Newton's equation for a free falling object with air resistance of mass m kilograms says that its velocity v(t) satisfies the DE

mv'(t) = mg - kv(t)

where g = 9.8 \frac{m}{s^2} and v(t) is measured in \frac{m}{s}. Suppose that k=2 \frac{kg}{sec} and that a ball of mass m = 1 kg falls with initial velocity v(0)=0. Round to the nearest tenth.

(a) What is its velocity after 1.5 seconds?
So far I have this, but not sure where to go from this:

dv/dt + 2v = 9.8

(b) What is the terminal velocity?

Your DE yields

v = c e^(-2t) + 4.9
v(0) = 0 means c = -4.9, so

v(t) = 4.9 - 4.9e^(-2t)

(a) plug in t=1.5
(b) v(∞) = 4.9

To find the velocity of the object after 1.5 seconds, we need to solve the differential equation:

mv'(t) = mg - kv(t)

First, let's rewrite the equation in terms of acceleration (a) instead of velocity (v):

ma = mg - kv(t)

Since a = v'(t), we can rearrange the equation as:

mv'(t) + kv(t) = mg

Now, substitute the given values of m = 1 kg, k = 2 kg/sec, and g = 9.8 m/s² into the equation:

v'(t) + 2v(t) = 9.8

This is a first-order linear ordinary differential equation (ODE) in the form of:

v'(t) + p(t)v(t) = q(t)

where p(t) = 2 and q(t) = 9.8.

To solve this type of equation, we can use an integrating factor. The integrating factor (IF) is given by:

IF = e^(∫p(t)dt) = e^(∫2dt) = e^(2t)

Now, multiply both sides of the equation by the integrating factor:

e^(2t)v'(t) + 2e^(2t)v(t) = 9.8e^(2t)

Apply the product rule on the left side to simplify:

(d/dt)(e^(2t)v(t)) = 9.8e^(2t)

Integrate both sides with respect to t:

∫(d/dt)(e^(2t)v(t)) dt = ∫9.8e^(2t) dt

e^(2t)v(t) = ∫9.8e^(2t) dt

Integrating the right side of the equation gives:

e^(2t)v(t) = 4.9e^(2t) + C

To find the constant of integration (C), we need to use the initial condition v(0) = 0:

e^(2(0))v(0) = 4.9e^(2(0)) + C
v(0) = 0 = 4.9 + C
C = -4.9

Substitute the value of C back into the equation:

e^(2t)v(t) = 4.9e^(2t) - 4.9

Finally, isolate v(t):

v(t) = (4.9e^(2t) - 4.9) / e^(2t)

Now, we can substitute t = 1.5 seconds into this equation to find the velocity after 1.5 seconds:

v(1.5) = (4.9e^(2(1.5)) - 4.9) / e^(2(1.5))

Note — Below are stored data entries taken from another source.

Issue #1968, opened 2018-02-08
shared library build fails with Cinder-shipped boost-filesystem library


flv0:
Related to #1915, building Cinder as shared library fails because the (static) boost-filesystem version that is shipped along Cinder has been built without PIC. Passing -DCINDER_BOOST_USE_SYSTEM=1 resolves the issue for me.

One option would be to rebuild the shipped boost accordingly. However my personal stance on the question of shipping 3rd party libraries alongside a software package or using the system-supplied version is strongly in favor of using system libraries, if there is not a very strong reason to include a specific (or modified) version of that library. For boost-filesystem, I really don't see a reason why Cinder should not rely on a system-wide deployed version.

One reason is that things will get awry when users start to link their application to other libraries which in turn link against the system-wide version of boost-filesystem transitively. That kind of dependency mess and potential symbol/ABI collisions is something I try to avoid at all cost. If Cinder aspires to be included with major Linux distributions I think this is something which needs to be taken care of. Since you propose in #1915 to make the system library the default in the next release, I would even argue to drop shipping a prebuilt version of boost altogether.

Apart from this issue I can report that Cinder builds just fine on current Debian stable (stretch).

andrewfb:
I think we're leaning toward making this the default now. Just a forward-thinking comment, we're quite close to removing the Boost dependencies other than Filesystem. I wonder if we could get away with requiring only [libboost-filesystem-dev](https://packages.ubuntu.com/trusty/libboost-filesystem-dev)

This seems to exist for Ubuntu 14.04+ and Raspbian Jessie.

Issue #1915, opened 2017-10-07
Linking error with libboost_filesystem when building BasicApp


George3d6:
When trying to build an app with cinder (including the "BasicApp" example) I encountered the following error at linking:

```
/usr/bin/ld: /home/george/Cinder/lib/linux/x86_64//libboost_system.a(error_code.o): relocation R_X86_64_32 against `.rodata.str1
.1' can not be used when making a shared object; recompile with -fPIC
/usr/bin/ld: /home/george/Cinder/lib/linux/x86_64//libboost_filesystem.a(operations.o): relocation R_X86_64_32 against symbol `_ZN5boost10filesystem16filesystem_errorD1Ev' can not be used when making a shared object; recompile with -fPIC
/usr/bin/ld: /home/george/Cinder/lib/linux/x86_64//libboost_filesystem.a(path.o): relocation R_X86_64_32 against `.rodata.str1.1' can not be used when making a shared object; recompile with -fPIC
/usr/bin/ld: final link failed: Nonrepresentable section on output
collect2: error: ld returned 1 exit status
make[2]: *** [CMakeFiles/BasicApp.dir/build.make:117: Debug/BasicApp/BasicApp] Error 1
make[1]: *** [CMakeFiles/Makefile2:68: CMakeFiles/BasicApp.dir/all] Error 2
make: *** [Makefile:84: all] Error 2

```

I managed to compile Cinder without any issue, though I am not working on a supported distro.

Any idea as to why this is happening would help.

The only info I can really make sense of from the error is that I should recompile something with the -fPIC flag... but what that flag does or what the entity I should recompile is I can't figure out.

PetrosKataras:
Are you by any chance on Arch ? Even if not the idea of what to try should be the same as the one described in [this forum post](http://discourse.libcinder.org/t/solved-cinder-with-arch/887/2?u=petros) .

George3d6:
Yep, removing the boost libs from x86 and running` cmake .. -DCINDER_BOOST_USE_SYSTEM=1`  seems to have fixed the issue.

Though I assume cinder apps are supposed to ship with those specific boost libraries, right ?

PetrosKataras:
[...]

PR #2007, opened 2018-05-09
Switch to system installed Boost on Linux.

PetrosKataras:
This PR switches the default behavior on Linux from linking with the precompiled Boost libs to system installed versions.

Requires `libboost-filesystem-dev` to be installed through the package manager of your platform/distribution.

This should resolves issues like [this](https://discourse.libcinder.org/t/linker-errors-mongodb-cxx-driver-on-linux/504), #1915, #1968  and a few more of similar nature.


proj/cmake/platform_linux.cmake
```diff
@@ -191,17 +191,9 @@ if( GSTREAMER_GL_INCLUDE_DIRS AND GSTREAMER_GL_LIBRARIES )
...
-else()
-	set( LINUX_LIB_DIRECTORY "${CINDER_PATH}/lib/linux/${CINDER_ARCH}/" )
-	list( APPEND CINDER_LIBS_DEPENDS
-		${LINUX_LIB_DIRECTORY}/libboost_system.a
-		${LINUX_LIB_DIRECTORY}/libboost_filesystem.a
-	)
-endif()
+find_package( Boost 1.54 REQUIRED COMPONENTS system filesystem )
+list( APPEND CINDER_LIBS_DEPENDS ${Boost_LIBRARIES} )
+list( APPEND CINDER_INCLUDE_SYSTEM_PRIVATE ${Boost_INCLUDE_DIRS} )
```
richardeakin: Does this mean that we no longer be shipping any boost libraries on linux, in other words the `CINDER_BOOST_USE_SYSTEM` option is the only option? If so I'm not against it, just thought we had discussed switching the default behavior but still shipping prebuilt binaries. Maybe that has shown itself to be more trouble than its worth, though.

PetrosKataras: My opinion would be to make the default and only behavior systemwide installed Boost. It has proven indeed problematic in the past even by just checking out the Boost submodule and then having mixed includes ( e.g. coming from Cinder's version and from a system wide installed version of Boost ) Not linking with the prebuilt binaries is not really enough in this case.

PetrosKataras:
Had forgotten that the binaries are not part of the submodule, so I just removed them and this should be complete now from my side I believe.

rdtor:
Hi Petros how can i use this PR, do i need to build cinder again from your repo https://github.com/PetrosKataras/Cinder/tree/linux-boost-use-system-install?

PetrosKataras:
The simplest thing to try first would be to remove your previous Cinder build folder and re-compile Cinder with:

`cd Cinder && mkdir build && cd build && cmake .. -DCINDER_BOOST_USE_SYSTEM=1 && make -j4`

Make sure you have `libboost-filesystem-dev` installed and also make sure that you completely remove the `Cinder/include/boost` folder before trying this out.

If you want to apply this PR then you should do what @gaborpapp suggested in #2088 in order to checkout a branch locally in your machine with the changes applied and then recompile Cinder as usual. 

i.e `git fetch origin pull/2007/head:pr2007`

rdtor:
I applied this PR and followed what @gaborpapp suggested and the build was succesfull thanks

andrewfb:
I'm intending to merge this in the next day or two unless anyone has any counterpoints

richardeakin:
@PetrosKataras question:

> The simplest thing to try first would be to remove your previous Cinder build folder and re-compile Cinder with:
> 
> cd Cinder && mkdir build && cd build && cmake .. -DCINDER_BOOST_USE_SYSTEM=1 && make -j4
> 

Doesn't this PR remove the use of `-DCINDER_BOOST_USE_SYSTEM=1`? As in, after this PR the only option is to use system boost on linux.

PetrosKataras:
@richardeakin yeah this is correct - the part of the comment you quote was in the case that the user didn't want to apply this PR locally and instead try installed boost with the current Cinder setup ( i.e without this PR merged ).

PetrosKataras:
Just noticed the README mentioning a recursive git checkout. This should not be required for Linux actually after this PR is merged and in fact it should be discouraged since this would pull the include files for Boost which could still cause some weird clashes with system installed Boost ( ..it would also pull TinderBox which is also completely irrelevant to the Linux setup.. ).

I suppose we should add a note about this?

richardeakin:
Just tested this with both the command line and Visual Studio Code on Ubuntu 19.04, looking good!

If it can cause header mismatches, I do think we should remove the `--recursive` flag from the git command for the linux docs pages. We may end up using other submodules later, but hopefully we'll have ditched the boost submodule by that point.

PR #2020, opened 2018-07-23
Glad OpenGL extensions loader support for MSW and Linux

paulhoux:
This PR will replace `glLoad` with the [GLAD](https://github.com/Dav1dde/glad) extension loader, allowing us to add OpenGL v4.6 features to Cinder. glLoad has not been updated in a while, so we're looking for an alternative. 

When the GLAD files are generated without additional extensions, Cinder users will be forced to create a `RendererGl` of the correct version like so: `CINDER_APP( MyApp, RendererGl( RendererGl::Options().version( 4, 6 ) ) )` to use the desired features.

To prevent confusion, however, we should add commonly used extensions when generating the GLAD files. I've added a minimal set of extensions, enough to make Cinder work out of the box. Before accepting this PR, it would be smart to discuss what extra extensions we might need.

Evaluate this expression using a calculator or software to get the velocity after 1.5 seconds.

For part (b), the terminal velocity occurs when the velocity (v) becomes constant, meaning v'(t) = 0. Rearranging the original differential equation, we have:

ma = mg - kv(t)
0 = mg - kv(t)

Solving for v(t), we get:

v(t) = mg / k

Substituting the given values of m = 1 kg, g = 9.8 m/s², and k = 2 kg/sec into the equation:

v(t) = (1 kg)(9.8 m/s²) / (2 kg/sec)

Evaluate this expression to find the terminal velocity.